■ TASK REQUIREMENTS ■
Please find all lines in the data that hold the string "while" and copy them.

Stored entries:
________________________________________

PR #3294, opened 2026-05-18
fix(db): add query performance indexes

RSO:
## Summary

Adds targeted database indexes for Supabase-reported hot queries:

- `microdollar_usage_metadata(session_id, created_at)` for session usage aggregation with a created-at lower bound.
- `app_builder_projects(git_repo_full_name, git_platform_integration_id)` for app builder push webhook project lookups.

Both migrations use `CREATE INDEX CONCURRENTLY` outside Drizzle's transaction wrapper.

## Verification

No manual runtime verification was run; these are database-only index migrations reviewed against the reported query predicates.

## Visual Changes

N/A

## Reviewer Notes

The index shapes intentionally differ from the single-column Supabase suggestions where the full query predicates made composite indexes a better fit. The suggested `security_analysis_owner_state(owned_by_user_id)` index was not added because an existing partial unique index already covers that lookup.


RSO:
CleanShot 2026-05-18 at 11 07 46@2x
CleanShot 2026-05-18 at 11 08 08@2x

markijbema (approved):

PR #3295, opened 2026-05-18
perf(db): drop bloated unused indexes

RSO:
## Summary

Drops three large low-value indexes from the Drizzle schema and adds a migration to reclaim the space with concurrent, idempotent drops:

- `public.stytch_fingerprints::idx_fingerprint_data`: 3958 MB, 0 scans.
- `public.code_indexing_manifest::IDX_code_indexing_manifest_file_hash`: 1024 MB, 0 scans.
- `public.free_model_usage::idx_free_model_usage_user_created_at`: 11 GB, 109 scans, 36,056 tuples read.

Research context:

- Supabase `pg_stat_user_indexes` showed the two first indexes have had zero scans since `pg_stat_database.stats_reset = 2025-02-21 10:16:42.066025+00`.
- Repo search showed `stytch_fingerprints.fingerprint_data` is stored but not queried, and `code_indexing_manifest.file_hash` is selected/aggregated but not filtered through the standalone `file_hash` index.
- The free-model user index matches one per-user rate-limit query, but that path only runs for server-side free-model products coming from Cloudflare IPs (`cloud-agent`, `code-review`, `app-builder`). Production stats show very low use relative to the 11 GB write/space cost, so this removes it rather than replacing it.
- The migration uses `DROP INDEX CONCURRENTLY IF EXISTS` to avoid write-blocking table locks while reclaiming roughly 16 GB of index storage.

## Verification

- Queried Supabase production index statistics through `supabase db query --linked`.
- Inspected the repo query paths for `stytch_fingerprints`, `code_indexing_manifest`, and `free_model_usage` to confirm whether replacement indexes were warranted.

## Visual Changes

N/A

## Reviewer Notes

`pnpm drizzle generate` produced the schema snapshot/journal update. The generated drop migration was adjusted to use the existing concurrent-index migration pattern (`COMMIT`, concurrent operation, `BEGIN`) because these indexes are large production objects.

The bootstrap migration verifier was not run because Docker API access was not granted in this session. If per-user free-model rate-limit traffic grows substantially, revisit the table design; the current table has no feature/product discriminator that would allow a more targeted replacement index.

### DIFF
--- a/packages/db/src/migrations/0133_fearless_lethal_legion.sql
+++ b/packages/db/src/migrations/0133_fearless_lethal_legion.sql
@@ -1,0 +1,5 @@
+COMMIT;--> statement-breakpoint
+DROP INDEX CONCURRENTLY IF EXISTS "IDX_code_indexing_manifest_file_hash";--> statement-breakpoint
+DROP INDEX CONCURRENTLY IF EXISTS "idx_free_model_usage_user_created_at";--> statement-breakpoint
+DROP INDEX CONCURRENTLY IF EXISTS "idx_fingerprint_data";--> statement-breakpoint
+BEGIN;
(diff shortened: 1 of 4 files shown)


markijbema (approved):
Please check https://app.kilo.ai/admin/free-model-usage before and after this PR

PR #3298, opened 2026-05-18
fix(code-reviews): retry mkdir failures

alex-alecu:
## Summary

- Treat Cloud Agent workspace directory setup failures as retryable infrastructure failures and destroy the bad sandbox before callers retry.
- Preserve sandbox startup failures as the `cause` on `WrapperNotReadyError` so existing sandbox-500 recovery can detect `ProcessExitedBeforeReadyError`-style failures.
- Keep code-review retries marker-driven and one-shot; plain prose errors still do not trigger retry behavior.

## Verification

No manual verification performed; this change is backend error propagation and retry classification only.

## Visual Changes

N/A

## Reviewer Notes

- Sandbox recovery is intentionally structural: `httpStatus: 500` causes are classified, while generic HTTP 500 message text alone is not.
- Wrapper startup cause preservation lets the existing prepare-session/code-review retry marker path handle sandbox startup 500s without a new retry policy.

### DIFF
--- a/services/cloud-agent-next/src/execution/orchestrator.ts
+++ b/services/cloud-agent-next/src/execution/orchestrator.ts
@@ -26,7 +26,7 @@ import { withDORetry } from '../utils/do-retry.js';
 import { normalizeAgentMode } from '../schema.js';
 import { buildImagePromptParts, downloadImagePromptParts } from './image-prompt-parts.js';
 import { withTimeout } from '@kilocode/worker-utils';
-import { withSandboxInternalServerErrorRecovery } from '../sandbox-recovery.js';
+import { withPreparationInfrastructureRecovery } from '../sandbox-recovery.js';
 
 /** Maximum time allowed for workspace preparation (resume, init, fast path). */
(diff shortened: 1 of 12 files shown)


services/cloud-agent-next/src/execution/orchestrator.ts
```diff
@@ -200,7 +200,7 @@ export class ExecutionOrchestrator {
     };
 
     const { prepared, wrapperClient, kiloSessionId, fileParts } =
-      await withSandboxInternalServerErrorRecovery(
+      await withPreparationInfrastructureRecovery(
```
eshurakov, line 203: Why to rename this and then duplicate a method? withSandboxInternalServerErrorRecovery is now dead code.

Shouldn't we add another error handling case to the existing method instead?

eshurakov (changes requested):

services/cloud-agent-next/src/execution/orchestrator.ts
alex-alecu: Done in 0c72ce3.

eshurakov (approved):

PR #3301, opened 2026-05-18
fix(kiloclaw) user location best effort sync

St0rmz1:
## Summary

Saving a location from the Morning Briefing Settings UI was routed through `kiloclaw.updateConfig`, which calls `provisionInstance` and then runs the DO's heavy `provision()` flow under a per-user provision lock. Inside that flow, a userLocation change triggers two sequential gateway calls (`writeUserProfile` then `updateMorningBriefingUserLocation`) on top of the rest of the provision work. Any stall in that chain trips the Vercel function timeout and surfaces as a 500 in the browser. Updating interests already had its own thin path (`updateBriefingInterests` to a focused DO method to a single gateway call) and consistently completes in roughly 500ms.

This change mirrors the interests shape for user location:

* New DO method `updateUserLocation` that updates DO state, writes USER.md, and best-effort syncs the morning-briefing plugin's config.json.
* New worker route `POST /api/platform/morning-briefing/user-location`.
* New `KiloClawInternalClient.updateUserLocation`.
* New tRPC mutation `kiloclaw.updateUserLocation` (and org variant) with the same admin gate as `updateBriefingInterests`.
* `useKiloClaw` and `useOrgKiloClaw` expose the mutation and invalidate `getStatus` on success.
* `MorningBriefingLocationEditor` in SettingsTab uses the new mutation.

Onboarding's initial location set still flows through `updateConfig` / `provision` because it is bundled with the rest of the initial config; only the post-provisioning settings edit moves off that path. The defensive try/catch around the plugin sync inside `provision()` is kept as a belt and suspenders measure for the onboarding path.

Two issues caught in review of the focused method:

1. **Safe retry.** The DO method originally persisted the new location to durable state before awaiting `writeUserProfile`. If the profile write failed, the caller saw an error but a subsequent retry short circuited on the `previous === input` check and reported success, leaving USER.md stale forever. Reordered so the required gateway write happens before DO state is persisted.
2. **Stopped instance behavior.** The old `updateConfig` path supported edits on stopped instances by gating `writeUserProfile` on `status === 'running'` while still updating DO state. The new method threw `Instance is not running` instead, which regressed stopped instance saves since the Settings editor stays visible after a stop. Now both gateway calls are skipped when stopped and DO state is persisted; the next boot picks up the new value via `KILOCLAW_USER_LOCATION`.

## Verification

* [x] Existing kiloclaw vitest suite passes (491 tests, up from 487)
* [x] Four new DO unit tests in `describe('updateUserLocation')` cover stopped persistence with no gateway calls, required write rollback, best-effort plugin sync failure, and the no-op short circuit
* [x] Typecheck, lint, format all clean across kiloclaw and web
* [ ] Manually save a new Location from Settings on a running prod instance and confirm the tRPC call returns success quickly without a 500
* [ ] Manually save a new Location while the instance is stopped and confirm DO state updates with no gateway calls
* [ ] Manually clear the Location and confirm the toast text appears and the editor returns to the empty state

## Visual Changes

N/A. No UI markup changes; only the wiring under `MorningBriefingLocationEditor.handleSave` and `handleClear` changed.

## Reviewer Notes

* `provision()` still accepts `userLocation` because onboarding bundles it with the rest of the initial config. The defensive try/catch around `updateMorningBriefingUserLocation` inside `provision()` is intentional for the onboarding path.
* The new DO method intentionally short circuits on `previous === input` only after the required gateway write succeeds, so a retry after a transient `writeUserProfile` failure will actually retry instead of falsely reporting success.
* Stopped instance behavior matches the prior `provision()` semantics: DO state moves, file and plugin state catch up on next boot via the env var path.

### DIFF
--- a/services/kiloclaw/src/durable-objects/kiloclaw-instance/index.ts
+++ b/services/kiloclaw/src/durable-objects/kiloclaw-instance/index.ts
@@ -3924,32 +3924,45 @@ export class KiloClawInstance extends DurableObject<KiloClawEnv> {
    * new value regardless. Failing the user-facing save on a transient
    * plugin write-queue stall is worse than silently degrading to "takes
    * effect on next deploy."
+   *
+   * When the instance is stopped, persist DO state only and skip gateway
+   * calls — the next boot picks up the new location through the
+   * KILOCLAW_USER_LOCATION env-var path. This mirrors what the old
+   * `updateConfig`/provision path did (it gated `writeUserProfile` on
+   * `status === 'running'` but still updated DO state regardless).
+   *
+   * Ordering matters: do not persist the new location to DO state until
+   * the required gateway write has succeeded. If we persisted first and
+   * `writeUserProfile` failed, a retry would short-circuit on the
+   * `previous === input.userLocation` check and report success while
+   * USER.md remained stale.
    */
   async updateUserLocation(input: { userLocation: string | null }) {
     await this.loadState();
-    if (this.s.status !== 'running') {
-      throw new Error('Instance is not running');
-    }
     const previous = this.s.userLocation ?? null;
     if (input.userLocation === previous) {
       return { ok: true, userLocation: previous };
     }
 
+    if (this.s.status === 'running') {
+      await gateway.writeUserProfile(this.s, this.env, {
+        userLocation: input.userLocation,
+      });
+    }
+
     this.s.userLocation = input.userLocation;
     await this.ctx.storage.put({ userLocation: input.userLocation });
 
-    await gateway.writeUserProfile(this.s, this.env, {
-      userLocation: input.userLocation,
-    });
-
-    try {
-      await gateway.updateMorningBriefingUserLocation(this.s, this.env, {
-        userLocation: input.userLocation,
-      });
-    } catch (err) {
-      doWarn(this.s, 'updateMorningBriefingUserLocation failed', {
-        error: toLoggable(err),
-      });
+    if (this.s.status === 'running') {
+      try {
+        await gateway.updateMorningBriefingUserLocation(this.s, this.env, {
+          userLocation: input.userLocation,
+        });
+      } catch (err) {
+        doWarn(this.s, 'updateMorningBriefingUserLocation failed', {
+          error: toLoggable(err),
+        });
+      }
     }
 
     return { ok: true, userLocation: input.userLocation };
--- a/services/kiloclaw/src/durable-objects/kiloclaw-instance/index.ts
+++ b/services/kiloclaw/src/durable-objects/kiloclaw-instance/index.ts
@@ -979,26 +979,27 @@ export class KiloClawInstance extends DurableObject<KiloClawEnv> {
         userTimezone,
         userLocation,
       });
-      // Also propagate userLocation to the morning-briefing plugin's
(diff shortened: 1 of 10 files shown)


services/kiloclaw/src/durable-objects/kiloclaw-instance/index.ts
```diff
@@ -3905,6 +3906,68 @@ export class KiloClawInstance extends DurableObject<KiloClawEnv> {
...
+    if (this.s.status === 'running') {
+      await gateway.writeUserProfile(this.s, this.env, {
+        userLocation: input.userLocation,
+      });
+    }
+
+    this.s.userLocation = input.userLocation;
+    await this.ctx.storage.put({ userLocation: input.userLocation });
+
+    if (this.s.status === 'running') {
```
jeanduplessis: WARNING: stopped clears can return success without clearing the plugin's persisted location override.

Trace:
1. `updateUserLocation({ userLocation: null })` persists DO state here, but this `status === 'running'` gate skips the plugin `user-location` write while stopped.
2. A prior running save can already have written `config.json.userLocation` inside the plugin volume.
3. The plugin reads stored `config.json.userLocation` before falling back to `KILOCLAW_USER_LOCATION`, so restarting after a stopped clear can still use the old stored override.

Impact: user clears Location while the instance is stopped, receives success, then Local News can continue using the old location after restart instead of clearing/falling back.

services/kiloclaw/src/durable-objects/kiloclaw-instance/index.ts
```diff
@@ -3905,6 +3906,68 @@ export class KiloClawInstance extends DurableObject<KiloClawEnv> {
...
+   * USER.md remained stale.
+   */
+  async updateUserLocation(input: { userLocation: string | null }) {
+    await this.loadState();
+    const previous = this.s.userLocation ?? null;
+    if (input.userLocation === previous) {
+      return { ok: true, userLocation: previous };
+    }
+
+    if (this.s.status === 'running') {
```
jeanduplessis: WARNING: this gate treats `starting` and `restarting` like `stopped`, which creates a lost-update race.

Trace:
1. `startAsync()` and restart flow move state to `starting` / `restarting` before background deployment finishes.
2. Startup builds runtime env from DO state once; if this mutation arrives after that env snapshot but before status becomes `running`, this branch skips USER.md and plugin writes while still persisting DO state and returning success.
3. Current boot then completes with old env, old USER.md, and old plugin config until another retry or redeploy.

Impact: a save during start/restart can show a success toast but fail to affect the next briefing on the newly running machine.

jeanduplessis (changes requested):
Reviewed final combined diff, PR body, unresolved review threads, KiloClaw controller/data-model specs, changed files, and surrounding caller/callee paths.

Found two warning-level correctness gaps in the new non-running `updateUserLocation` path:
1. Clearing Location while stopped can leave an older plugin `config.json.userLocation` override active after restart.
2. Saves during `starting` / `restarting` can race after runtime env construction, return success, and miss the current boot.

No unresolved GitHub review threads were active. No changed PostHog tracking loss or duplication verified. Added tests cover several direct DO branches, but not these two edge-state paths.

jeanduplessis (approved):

________________________________________

■ EXERCISE OUTPUT ■
- The migration uses `DROP INDEX CONCURRENTLY IF EXISTS` to avoid write-blocking table locks while reclaiming roughly 16 GB of index storage.
- Sandbox recovery is intentionally structural: `httpStatus: 500` causes are classified, while generic HTTP 500 message text alone is not.
2. **Stopped instance behavior.** The old `updateConfig` path supported edits on stopped instances by gating `writeUserProfile` on `status === 'running'` while still updating DO state. The new method threw `Instance is not running` instead, which regressed stopped instance saves since the Settings editor stays visible after a stop. Now both gateway calls are skipped when stopped and DO state is persisted; the next boot picks up the new value via `KILOCLAW_USER_LOCATION`.
* [ ] Manually save a new Location while the instance is stopped and confirm DO state updates with no gateway calls
+   * `previous === input.userLocation` check and report success while
1. `updateUserLocation({ userLocation: null })` persists DO state here, but this `status === 'running'` gate skips the plugin `user-location` write while stopped.
Impact: user clears Location while the instance is stopped, receives success, then Local News can continue using the old location after restart instead of clearing/falling back.
2. Startup builds runtime env from DO state once; if this mutation arrives after that env snapshot but before status becomes `running`, this branch skips USER.md and plugin writes while still persisting DO state and returning success.
1. Clearing Location while stopped can leave an older plugin `config.json.userLocation` override active after restart.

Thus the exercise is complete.